"Listen, Stéphane, we have a few minutes before us, perhaps fewer than we think. François will be free at any moment now and will come to our rescue. Let us make the most of the interval and tell each other the things which both of us ought to know. Let us discuss matters quietly. We are threatened with no immediate danger; and the time will be well employed."
Véronique was pretending a sense of security which she did not feel. That François would make his escape she refused to doubt; but who could tell that the boy would go to the window and notice the hook of the hanging ladder? On failing to see his mother, would he not rather think of following the underground tunnel and running to the Priory?
However, she mastered herself, feeling the need of the explanation for which she had asked, and, sitting down on a granite projection which formed a sort of bench, she at once began to tell Stéphane the events which she had witnessed and in which she had played a leading part, from the moment when her investigations led her to the deserted cabin containing Maguennoc's dead body.
Stéphane listened to the terrifying narrative without attempting to interrupt her but with an alarm marked by his gestures of abhorrence and the despairing expression of his face. M. d'Hergemont's death in particular seemed to crush him, as did Honorine's. He had been greatly attached to both of them.
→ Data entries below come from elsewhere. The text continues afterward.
PR #1039, opened 2019-12-14
Conda

cekees:


cekees:
@davidbrochart it looks like the conda environment still needs some tweaking. The mpi option I added to h5py fixed some tests, but next it looks like superlu and superlu_dist aren't getting configured for petsc and that there may also be some issues with gmsh and tetgen versions. You ought to be able to run these tests locally, either with `make test` or the relevant py.test commands in the travis yaml file.

zhang-alvin:
I'd like to help with getting some of these tests passing, but I'm unsure of how to begin with the conda building and testing workflow. My guess is to checkout the `conda` branch and use `conda-build` on some recipe, but I'm not sure which recipe file I should be supplying.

"There, Stéphane," said Véronique, when she had described the anguish which she suffered after the execution of the sisters Archignat, the discovery of the underground passage and her interview with François. "That is all that I need absolutely tell you. I thought that you ought to know what I have kept from François, so that we may fight our enemies together."
He shook his head:
"Which enemies?" he said. "I, too, in spite of your explanations, am asking the very question which you asked me. I have a feeling that we are flung into the midst of a great tragedy which has continued for years, for centuries, and in which we have begun to play our parts only at the moment of the crisis, at the moment of the terrific cataclysm prepared by generations of men. I may be wrong. Perhaps there is nothing more than a disconnected series of sinister, weird and horrible coincidences amid which we are tossed from side to side, without being able to appeal to any other reasons than the whim of chance. In reality I know no more than you do. I am surrounded by the same obscurity, stricken by the same sorrows and the same losses. It's all just insanity, extravagant convulsions, unprecedent shocks, the crimes of savages, the fury of the barbaric ages."
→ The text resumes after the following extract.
Issue #1040, opened 2019-12-18
Automatic documentation build


tridelat:
So right now, the "new" documentation is on a separate repository (proteus-doc), and the process to push documentation is not automatic at all. There are 3 ways to do it:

"Yes, of the barbaric ages; and that is what baffles me most and impresses me so much! What is the connection between the present and the past, between our persecutors of to-day and the men who lived in these caves in days of old and whose actions are prolonged into our own time, in a manner so impossible to understand? To what do they all refer, those legends of which I know nothing except from Honorine's delirium and the distress of the sisters Archignat?"
They spoke low, with their ears always on the alert. Stéphane listened for sounds in the corridor, Véronique concentrated her attention on the cliff, in the hope of hearing François' signal.